She thought I was nuts. She made a bunch of excuses for her, telling me that maybe my daughter stepped on her tail etc. 
As if that's an excuse. If you accidently step on a dogs tail, then they get to rip your face off. No thank you. 

I signed her over to my friend, because I didn't want my name on her or to take any responsibility for that dog. I found out later the mother of this puppy was aggressive too.
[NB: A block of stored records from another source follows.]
PR #2428, opened 2024-05-22
Add support for `ed25519Bip32` to the BIP-32 example snap

bowensanders:
Add support for the `ed25519Bip32` curve to the BIP-32 example Snap for E2E testing purposes.

### DIFF
--- a/packages/examples/packages/bip32/src/index.ts
+++ b/packages/examples/packages/bip32/src/index.ts
@@ -54,7 +54,11 @@ export const onRpcRequest: OnRpcRequestHandler = async ({ request }) => {
       const node = await getPrivateNode({ ...params, curve });
 
       assert(node.privateKey);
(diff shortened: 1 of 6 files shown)


packages/examples/packages/bip32/src/index.ts
```diff
@@ -82,6 +86,14 @@ export const onRpcRequest: OnRpcRequestHandler = async ({ request }) => {
         return bytesToHex(signed);
       }
 
+      if (curve === 'ed25519bip32') {
```
FrederikBolding, line 89: Could we just use the logic above instead? 
`if (curve === 'ed25519 || curve === 'ed25519bip32')`

bowensanders: that throws an error for unexpected constant condition

bowensanders: this change has been pushed

PR #2121, opened 2024-01-22
devDeps: bump vite and webdriverio

legobeat:
- Bump `vite` from 4.4 to 4.5.
  - Closes:
    - https://github.com/advisories/GHSA-c24v-8rfc-w8vw / https://github.com/advisories/GHSA-c24v-8rfc-w8vw
    - https://github.com/advisories/GHSA-92r3-m2mg-pj97 / https://github.com/advisories/GHSA-92r3-m2mg-pj97
- Bump vite-tsconfig-paths@^4.0.5->^4.3.1
- Bump `@wdio/*` from `^8.19.0` to `^8.28.0`
  - Removes transitive dependency on `vite@~4.4.6` - deduping it

PR #2429, opened 2024-05-23
Update Chromedriver

david0xd:
Update chromedriver.


FrederikBolding (commented):
I don't think bumping WDIO will work :( - See https://github.com/MetaMask/snaps/pull/2121

Perhaps we can just bump Chromedriver?

FrederikBolding (approved):

PR #2667, opened 2024-08-26
chore: Remove Node.js specific crypto logic

FrederikBolding:
Removes Node.js specific logic when hardening `crypto`. Since `globalThis.crypto` is available in all the Node versions we support, this is no longer necessary.

### DIFF
--- a/packages/snaps-execution-environments/coverage.json
+++ b/packages/snaps-execution-environments/coverage.json
@@ -1,6 +1,6 @@
 {
-  "branches": 80,
+  "branches": 79.28,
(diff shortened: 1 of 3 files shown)


ritave (approved):

FrederikBolding:
This is a lie, we support Node 18 🫠

Mrtenz (changes requested):
Blocking this until April 2025 at least. 😅

image

FrederikBolding:
Retracting this PR until next year 😓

You did the right thing, and anyone that has anything to say about it doesn't have a clue about dogs.


----------



## wildegoats0426 (Aug 30, 2013)

I agree. This person told me I euthanized her "for no reason and I'm a negative person" AS IF. People make me so sick sometimes!


----------



## BubbaHack (Apr 26, 2014)

hello Armortrail. Your post is dead on. I have one of your puppies and he is the sweetest boy ever.


----------



## Chadwick (Jan 24, 2014)

Tell them to take a walk!


----------



## oakshirefarms (Jul 5, 2013)

You made the call that was right for you and all involved. No one else was dealing with the issues and had dealt with what you witnessed. Also, I think your veterinary experience would have aided you in making the right choice. No one has a right to question your choice in such a foolish manner.


----------



## GoatieGranny (Jul 26, 2013)

I totally agree with everything that everyone here has said. You did the right thing, without a doubt. We would of done it, too. An aggressive dog can maim and even kill a person. It's not worth the risk. You probably saved someone from a future injury that could of been seriously bad. Or worse. Don't even read anymore from those people who have no understanding of safety. They are obviously putting the animal above the safety of others. 
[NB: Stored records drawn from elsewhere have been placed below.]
PR #2672, opened 2024-08-27
Add `Section` component

hmalik88:
The snaps part of the code needed for [#3068](https://github.com/MetaMask/MetaMask-planning/issues/3068)

### DIFF
--- a/packages/snaps-sdk/src/jsx/components/Section.ts
+++ b/packages/snaps-sdk/src/jsx/components/Section.ts
@@ -1,0 +1,40 @@
+import type { GenericSnapElement, SnapsChildren } from '../component';
+import { createSnapComponent } from '../component';
+
+/**
+ * The props of the {@link Section} component.
+ *
+ * @property children - The children of the section.
+ */
+export type SectionProps = {
+  // We can't use `JSXElement` because it causes a circular reference.
+  children: SnapsChildren<GenericSnapElement>;
+};
+
+const TYPE = 'Section';
+
+/**
+ * A section component, which is used to vertically align (flex-direction: column) multiple components together.
+ * The component itself is 16px padded with a default background.
+ *
+ * @param props - The props of the component.
+ * @param props.children - The children of the section.
+ * @returns A section element.
+ * @example
+ * <Section>
+ *   <Row label="From">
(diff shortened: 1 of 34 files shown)


packages/snaps-sdk/src/jsx/components/Section.ts
```diff
@@ -0,0 +1,40 @@
...
+import { createSnapComponent } from '../component';
+
+/**
+ * The props of the {@link Section} component.
+ *
+ * @property children - The children of the section.
+ */
+export type SectionProps = {
+  // We can't use `JSXElement` because it causes a circular reference.
+  children: SnapsChildren<GenericSnapElement>;
```
FrederikBolding, line 11: I think we should allow the `direction` and `alignment` props from `Box`

hmalik88: `alignment` makes sense but then if we open up `direction` we aren't keeping things vertically aligned (going by the [figma](https://www.figma.com/design/gHWl7G8ih3YXesly2XaA0R/Snaps-DS?node-id=65-1651&t=KTMCUlNQezLPlUyE-0))

FrederikBolding: I talked to @eriknson about it and we just want vertical to be the default, not forced.

FrederikBolding: Same as box really

hmalik88: Ah gotcha, also keeping the background color as the default doesn't give you an opportunity to see the visual delineation that was intended with border radius since the background color of the UI is the same. What to do? cc: @eriknson

FrederikBolding: We're changing the background color 👀

FrederikBolding: In another PR

hmalik88: Made the changes here [78b4e64](https://github.com/MetaMask/snaps/pull/2672/commits/78b4e64260a9c19ff48b316aca4da61b26ca5d15)

FrederikBolding (approved):

PR #2674, opened 2024-08-28
Add `stopAllSnaps` function to `SnapController`

### LINKED ISSUE #2668: Add an action to stop all running Snaps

You did the right thing. Chin up.


----------



## Trickyroo (Sep 26, 2012)

Dogs aren't born "broke". I wish there was a way I could agree with that , but there isn't. Yes dogs can be born with brain issues , or other problems , but it's usually genetic. Some dogs who have these temperament issues , don't pass it along to the first litter , its usually the second litter that carries these problems. But not always. Because you step on a dogs tail is no way a "reason" for a dog to growl at you or make any type of aggressive behavior , its just not. They move , yelp and or get out of the way. Even a strong dominant will do the same , regardless.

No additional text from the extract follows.